New Carlisle grower finds success with hydroponic farming

You’d expect a family that has been farming since 1882 would know a thing or two about growing vegetables. It turns out there’s always room for growth.

Growing veggies hydroponically, without using soil, has been a successful new direction for Kevin Davidson of Davidson Family Growers. The business currently grows lettuce, kale and cabbage products using the relatively new method.

The process involves growing plants in water using mineral nutrients in a greenhouse. He’s found enthusiastic clients at the weekly New Carlisle Farmers’ Market, the Champaign County Virtual Farmers’ Market and several restaurants.

“It’s a learning experience,” said Davidson. ”We’ve had a really good response. The market is getting huge.”

Last year’s first crack at hydroponic farming has blossomed into a viable business, as Davidson estimates his business has increased 300 to 400 percent in 2015.

“Business is definitely increasing as last year was a learning period,” he said.

Not only is Davidson marketing his business this year, but word is spreading throughout the area.

“A few people have found me this year,” he said.

Davidson said an advantage of hydroponic growth is inside the greenhouse the plants are not subject to high winds, too much rain or sun, animals and bugs. Pesticides and herbicides are also unnecessary.

The plants fit in a tray with a constant source of water flowing under the root zone. Davidson estimates it takes about six weeks from planting to harvest, about two weeks sooner than conventional soil-based growing.

“Almost anything can be grown hydroponically,” Davidson said. “Potatoes may be an issue.”

If there is a disadvantage, it’s limited sunlight, which Davidson admits has been a problem the past few weeks.

The Davidsons have raised and sold apples, eggs, hogs, sheep and cattle among other things over the years. Davidson didn’t think he’d join the family legacy, earning an engineering degree from the University of Dayton.

His mind changed one semester when he came home to hear the combines running and that appealed more than sitting in an office full-time.

Davidson read and did online research to supplement his knowledge, and said his degree has come in handy.

His father and grandfather both had full-time jobs as well as farming, and said his parents supported his career choice.

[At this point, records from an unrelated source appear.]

Issue #1248, opened 2015-05-12
HPKP is draft for security 'certificate pinning' through a new HTTP header.  This protection...


Fyrd:
HPKP is draft for security &#39;certificate pinning&#39; through a new HTTP header.  This protection reduces the likelihood of successful MITM attacks against TLS through rogue or compromised CAs.

https://tools.ietf.org/html/draft-ietf-websec-key-pinning-21

---------
##### This issue was imported from [Google Moderator](https://www.google.com/moderator/)
Moderator votes: __+6__
Issue added by __s__ on __2014-10-30__
To vote this issue up or down, simply include `+1` or `-1` in your comment.

hthole:
+1

Fyrd:
Now available at http://caniuse.com/#feat=publickeypinning

PR #1612, opened 2015-05-30
Add HTTP Public Key Pinning, Change Upgrade Insecure Requests Status

TonyZTan:
I have added data for HPKP (Public Key Pinning) and changed the status for Upgrade Insecure Requests. The data for HPKP support for Safari, Opera, and Android is limited. This should be related to issue #1248.


Fyrd:
Looks good, thanks!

He added they had even thought of doing hydroponic growing as far back as 20 years ago, but the timing wasn’t right. Davidson is happy to see it through.

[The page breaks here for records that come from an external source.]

PR #1641, opened 2015-06-05
Add "custom properties" as keyword for CSS variables

tzi:
Hi!

I often looking for "custom properties" instead of "variables".
Perhaps we could add it to the keywords?

Cheers,
Thomas.


Fyrd:
Good idea, thanks!

PR #2331, opened 2016-02-29
 Noted lack of support for nested media queries

Ceremony64:
Part of the official standard: https://www.w3.org/TR/css3-conditional/#processing
Works in Firefox and Chrome.
Does not work in IE11 and below.
Not sure if Edge and other browsers support this.


Fyrd:
This is already noted under http://caniuse.com/#feat=css-mediaqueries so it seems unnecessary to mention it under every other media query subfeature.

Davidson Family Growers also does no-till grain and hay farming, which reduces carbon emissions, soil erosion and nutrient runoff.

“I’m into soil health, whatever eliminates the excess carbon footprint,” said Davidson.

He’ll next experiment growing hydroponically year-round, but is cautious as less sunlight will be a challenge.

Davidson is considering other potential items to grow hydroponically and knows it could be good for the future. It may be the best option if the population grows and there is less crop space.

“Agriculture has changed tremendously in the last 50 years,” he said. “I’m a dreamer. There’s still a lot of hope out there.”

Davidson plans to expand and build another greenhouse for further hydroponic growing toward the end of the year.